Ditto here. Lots of rain, fog and humidity. Some varieties failed to really ripen and had to be dropped and tossed on the compost pile. That said I made a few gallons of wine which was pretty good for getting 12 inches of rain in August alone!


----------



## CK55 (Nov 1, 2018)

CTDrew said:


> Ditto here. Lots of rain, fog and humidity. Some varieties failed to really ripen and had to be dropped and tossed on the compost pile. That said I made a few gallons of wine which was pretty good for getting 12 inches of rain in August alone!


What failed to ripen? Just out of curiosity.

I only got about 125 pounds of mixed old vine grapes off some 40 year old vines i have. But then again thats pretty good given the age of the vines. They managed to reach about 18-21 brix with one somehow reaching 28 brix. I have no clue weird ripening. Then i got a crapload of rain and started getting bad mildew on the clusters and had to harvest early. 

My newer vines are still maturing with some doing better than the rest, my Barbera got massacred by freak heatwaves and has been slow to recover and has been growing really slowly.


----------



## KevinL (Nov 1, 2018)

Masbustelo said:


> Pretty much exactly the same here in Northern Illinois.

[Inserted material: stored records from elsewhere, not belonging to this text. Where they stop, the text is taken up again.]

PR #72, opened 2023-08-26
[ldinghan] iP

ldinghan:
# Ding, Duke's assistant
> "He's a little confused, but he got the spirit." - Will Smith ([source](https://knowyourmeme.com/memes/he-a-little-confused-but-he-got-the-spirit))

Ding cleans up after your mess. It's
* Quirky
* Text-based
* Easy to learn
* ~FAST~ _SUPER_ FAST to use

All you need to do is,

1. Download it from [here](https://github.com/ldinghan/ip/releases/download/A-Jar/duke.jar).
1. Double-click it.
1. Add your tasks.
1. Let it manage your tasks for you 🤯 

And it is **FREE**!

Features:

- [x] Managing tasks
- [ ] Reminders (coming soon)

```java
public class Main {
    }
}
```


src/main/java/duke/Duke.java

Can confirm. Late bud break + excessive pre-harvest rain left me with some low sugar Frontenac. Raccoons and Possums destroyed everything else I had. I'll be prepared for the vermin next year, but I can't control the weather. 

Overall pulled in 140 lbs of Frontenac with these Numbers:

19.6 Brix
10.35 g/L TA
pH 3.46

Pulled in about 16 pounds of Vidal Blanc as well.


----------



## Masbustelo (Nov 1, 2018)

I forgot to mention raccoons.


----------



## JimInNJ (Nov 1, 2018)

Squirrels, sap beetles, wasps...


----------



## balatonwine (Nov 2, 2018)

Mine was mixed.

Year started great. Really, really great. Was expecting a huge harvest.

Then we got 2 weeks of rain right at the bloom. Then a lot of rain after that for a month. Could not keep up with the mildew. 

So in the end I got good results on varieties that I planted especially known to be mildew resistant in our region (and were actually historically planted here), and all others (mostly these were the older vines of large yielding but mildew sensitive Welschriesling) were devastated.


----------



## CTDrew (Nov 2, 2018)

CK55 said:


> What failed to ripen? Just out of curiosity.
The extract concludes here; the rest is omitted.